--- START ---

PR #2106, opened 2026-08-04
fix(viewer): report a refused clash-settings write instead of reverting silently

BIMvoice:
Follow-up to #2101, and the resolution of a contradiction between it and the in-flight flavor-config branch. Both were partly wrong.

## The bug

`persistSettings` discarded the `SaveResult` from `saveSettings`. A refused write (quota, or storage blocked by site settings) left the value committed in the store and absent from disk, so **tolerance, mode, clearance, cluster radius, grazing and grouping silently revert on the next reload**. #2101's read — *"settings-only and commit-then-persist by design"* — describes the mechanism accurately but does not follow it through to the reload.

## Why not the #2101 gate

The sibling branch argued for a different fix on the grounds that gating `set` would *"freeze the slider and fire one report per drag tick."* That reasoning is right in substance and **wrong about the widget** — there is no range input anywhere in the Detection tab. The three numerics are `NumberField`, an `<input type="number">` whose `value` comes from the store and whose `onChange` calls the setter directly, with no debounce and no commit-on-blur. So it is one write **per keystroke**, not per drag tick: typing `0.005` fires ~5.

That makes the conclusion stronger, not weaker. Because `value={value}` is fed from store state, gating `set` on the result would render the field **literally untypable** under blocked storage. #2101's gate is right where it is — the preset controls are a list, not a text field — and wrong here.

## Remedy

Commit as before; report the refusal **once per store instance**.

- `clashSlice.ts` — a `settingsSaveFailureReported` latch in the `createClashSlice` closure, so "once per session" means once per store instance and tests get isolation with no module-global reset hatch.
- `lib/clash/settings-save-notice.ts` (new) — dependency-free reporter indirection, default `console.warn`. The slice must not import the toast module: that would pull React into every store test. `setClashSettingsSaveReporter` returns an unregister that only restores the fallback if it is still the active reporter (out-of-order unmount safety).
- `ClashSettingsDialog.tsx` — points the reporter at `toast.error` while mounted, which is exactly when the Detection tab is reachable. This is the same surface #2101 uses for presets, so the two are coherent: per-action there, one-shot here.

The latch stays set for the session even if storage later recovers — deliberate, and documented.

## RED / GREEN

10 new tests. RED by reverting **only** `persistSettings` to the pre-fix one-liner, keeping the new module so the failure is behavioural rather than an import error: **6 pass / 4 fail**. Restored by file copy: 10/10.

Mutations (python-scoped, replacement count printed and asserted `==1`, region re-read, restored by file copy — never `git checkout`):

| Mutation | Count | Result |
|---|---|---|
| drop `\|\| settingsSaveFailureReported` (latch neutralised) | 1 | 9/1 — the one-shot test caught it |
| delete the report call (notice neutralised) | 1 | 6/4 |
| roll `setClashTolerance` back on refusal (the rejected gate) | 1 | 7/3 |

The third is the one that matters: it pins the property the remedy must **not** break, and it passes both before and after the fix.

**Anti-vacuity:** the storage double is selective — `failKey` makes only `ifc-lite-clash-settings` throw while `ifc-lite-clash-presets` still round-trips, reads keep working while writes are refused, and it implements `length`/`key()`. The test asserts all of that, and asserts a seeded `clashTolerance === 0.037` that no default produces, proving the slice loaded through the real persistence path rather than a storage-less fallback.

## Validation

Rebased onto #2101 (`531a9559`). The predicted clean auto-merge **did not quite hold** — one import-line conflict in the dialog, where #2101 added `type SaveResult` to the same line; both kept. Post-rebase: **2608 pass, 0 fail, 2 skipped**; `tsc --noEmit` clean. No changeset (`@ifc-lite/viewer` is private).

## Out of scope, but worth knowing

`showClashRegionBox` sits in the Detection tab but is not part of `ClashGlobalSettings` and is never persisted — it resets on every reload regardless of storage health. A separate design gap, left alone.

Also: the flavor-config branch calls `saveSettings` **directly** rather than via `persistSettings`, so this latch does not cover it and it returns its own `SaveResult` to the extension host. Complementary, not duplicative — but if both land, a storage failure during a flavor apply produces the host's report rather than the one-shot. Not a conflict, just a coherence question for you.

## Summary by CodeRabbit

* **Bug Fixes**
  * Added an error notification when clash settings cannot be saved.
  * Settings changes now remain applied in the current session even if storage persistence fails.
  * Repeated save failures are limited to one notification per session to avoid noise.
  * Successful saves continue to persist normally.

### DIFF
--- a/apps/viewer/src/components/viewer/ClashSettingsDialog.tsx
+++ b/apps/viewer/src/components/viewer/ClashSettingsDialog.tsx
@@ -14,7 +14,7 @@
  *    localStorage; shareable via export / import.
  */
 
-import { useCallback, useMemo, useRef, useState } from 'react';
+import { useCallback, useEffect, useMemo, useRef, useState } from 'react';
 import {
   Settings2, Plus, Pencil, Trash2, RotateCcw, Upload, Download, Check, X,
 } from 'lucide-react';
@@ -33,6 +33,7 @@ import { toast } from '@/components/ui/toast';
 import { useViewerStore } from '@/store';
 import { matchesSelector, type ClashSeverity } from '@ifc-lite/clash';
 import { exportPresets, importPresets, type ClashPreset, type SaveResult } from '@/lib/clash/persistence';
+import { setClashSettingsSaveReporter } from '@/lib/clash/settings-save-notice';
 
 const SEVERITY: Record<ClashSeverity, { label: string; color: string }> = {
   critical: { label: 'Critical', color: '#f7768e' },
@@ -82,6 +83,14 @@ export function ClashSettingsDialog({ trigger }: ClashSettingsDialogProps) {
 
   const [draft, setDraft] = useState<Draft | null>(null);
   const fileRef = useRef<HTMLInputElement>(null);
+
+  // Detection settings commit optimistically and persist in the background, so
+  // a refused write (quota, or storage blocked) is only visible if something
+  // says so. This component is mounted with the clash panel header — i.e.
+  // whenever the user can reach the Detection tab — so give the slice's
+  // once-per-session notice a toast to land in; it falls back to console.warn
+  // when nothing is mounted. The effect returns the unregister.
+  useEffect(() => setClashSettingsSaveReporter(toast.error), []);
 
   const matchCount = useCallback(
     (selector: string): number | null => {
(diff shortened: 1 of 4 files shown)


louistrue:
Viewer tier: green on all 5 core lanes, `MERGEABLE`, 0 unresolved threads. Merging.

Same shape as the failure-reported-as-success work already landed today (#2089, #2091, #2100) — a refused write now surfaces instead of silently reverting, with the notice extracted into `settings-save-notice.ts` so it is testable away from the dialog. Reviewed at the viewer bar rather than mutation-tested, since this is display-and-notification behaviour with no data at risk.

--- END ---

Gather every line from the entries above where the word "useEffect" appears, and copy them.

* _EXERCISE OUTPUT_:
+import { useCallback, useEffect, useMemo, useRef, useState } from 'react';
+  useEffect(() => setClashSettingsSaveReporter(toast.error), []);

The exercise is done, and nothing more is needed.